Australians spend big on pre-holiday rituals

Pre-holiday preparations: 11 per cent of Australians get a pedicure and manicure before going on holidays. Photo: Jacky GhosseinIf there’s a skill I’ve never mastered when it comes to travel, it is staying chilled out in the days leading up to a big trip.

It’s not that I’m nervous about travelling, it’s just that there’s so much to do: on top of sorting out the house, packing, work, pets and gadgets, I’ve got to find a new swimsuit. And get a haircut. And paint my toenails.

It helps to know I’m not alone: a survey by Expedia shows more than half of Australian travellers spend considerable time and money getting “holiday ready” before they depart.

Forty per cent buy new clothes, while about a third go and get their hair done.

Waxing or other hair removal is on the list for 16 per cent, while 13 per cent get a manicure or pedicure and 11 per cent spend time organising a phone package.

(A work colleague admitted to having done all of the above before her last trip, and I’m sure she’s in good company.)

On average, we spend about $90 on these pre-holiday preparations, according to the Expedia survey, although I’d say that figure must be lowered by some low-maintenance folk because $90 doesn’t go far at the hairdresser or beauty salon.

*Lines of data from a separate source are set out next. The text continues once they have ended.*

PR #413, opened 2022-02-23
fix iteration

### LINKED ISSUE #391: data duplication at the beginning of log file
during perf test, I often see that the begging of log is consumed twice. (first 300~500 events out of 200,000) 
I will be looking into it. If anyone has an idea on how to fix it, please share.

rockb1017:
Fixes #391 
with this change, data duplication is gone. 
it is iterating over an array, but we are removing elements from that very array, so it causes to skip the next element after removing.

### DIFF
--- a/operator/input/file/file.go
+++ b/operator/input/file/file.go
@@ -199,30 +199,28 @@ func (f *InputOperator) makeReaders(filesPaths []string) []*Reader {
 	// Exclude any empty fingerprints or duplicate fingerprints to avoid doubling up on copy-truncate files
 OUTER:
 	for i := 0; i < len(fps); i++ {
-		if i < len(fps) {
-			fp := fps[i]
-			if len(fp.FirstBytes) == 0 {
+		fp := fps[i]
+		if len(fp.FirstBytes) == 0 {
+			if err := files[i].Close(); err != nil {
+				f.Errorf("problem closing file", "file", files[i].Name())
+			}
+			// Empty file, don't read it until we can compare its fingerprint
+			fps = append(fps[:i], fps[i+1:]...)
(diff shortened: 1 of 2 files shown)


rockb1017:
image

operator/input/file/file.go
```diff
@@ -199,25 +199,30 @@ func (f *InputOperator) makeReaders(filesPaths []string) []*Reader {
...
-			}
-			// Empty file, don't read it until we can compare its fingerprint
-			fps = append(fps[:i], fps[i+1:]...)
-			files = append(files[:i], files[i+1:]...)
-		}
-		for j := i + 1; j < len(fps); j++ {
-			fp2 := fps[j]
-			if fp.StartsWith(fp2) || fp2.StartsWith(fp) {
-				// Exclude
+		if i < len(fps) {
```
djaglowski, line 202: This exact condition is evaluated in the line above: `for i := 0; i < len(fps); i++ {`, so I don't think the result could possibly be different.

djaglowski (commented):
@rockb1017 This is a great find and fix. 

Two things:
1. See comment on the `if` condition. If I'm right, we can remove it and have a much clearer diff.
2. Do you have any way to reproduce the unwanted behavior in tests? I would hate for a future change to undo this fix. (I acknowledge this function is doing too much and should be pulled apart to make it more testable, but perhaps a higher level test can catch it for now.)

rockb1017:
i have applied your suggestion. Thank you. 
And I have added a test case.
When i comment out `i--` line, the test fails, but with it, it doesn't fail.

djaglowski (approved):
LGTM. Thanks @rockb1017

It seems women are the worst offenders when it comes to the pre-holiday rush-around.

A 2011 lastminute老域名出售.au survey of 6500 Australian women found one-third admitted to becoming a “stress head” in the lead-up to a trip.

However, social trends commentator Neer Korn believes most of our pre-holiday preparation is an important part of the travel experience.

“I see it as a very positive thing,” Korn says.

“Sure there are people who need to rush around and make phone calls and things like that, but buying all the things you need and getting your hair done is all part of the build-up of the excitement.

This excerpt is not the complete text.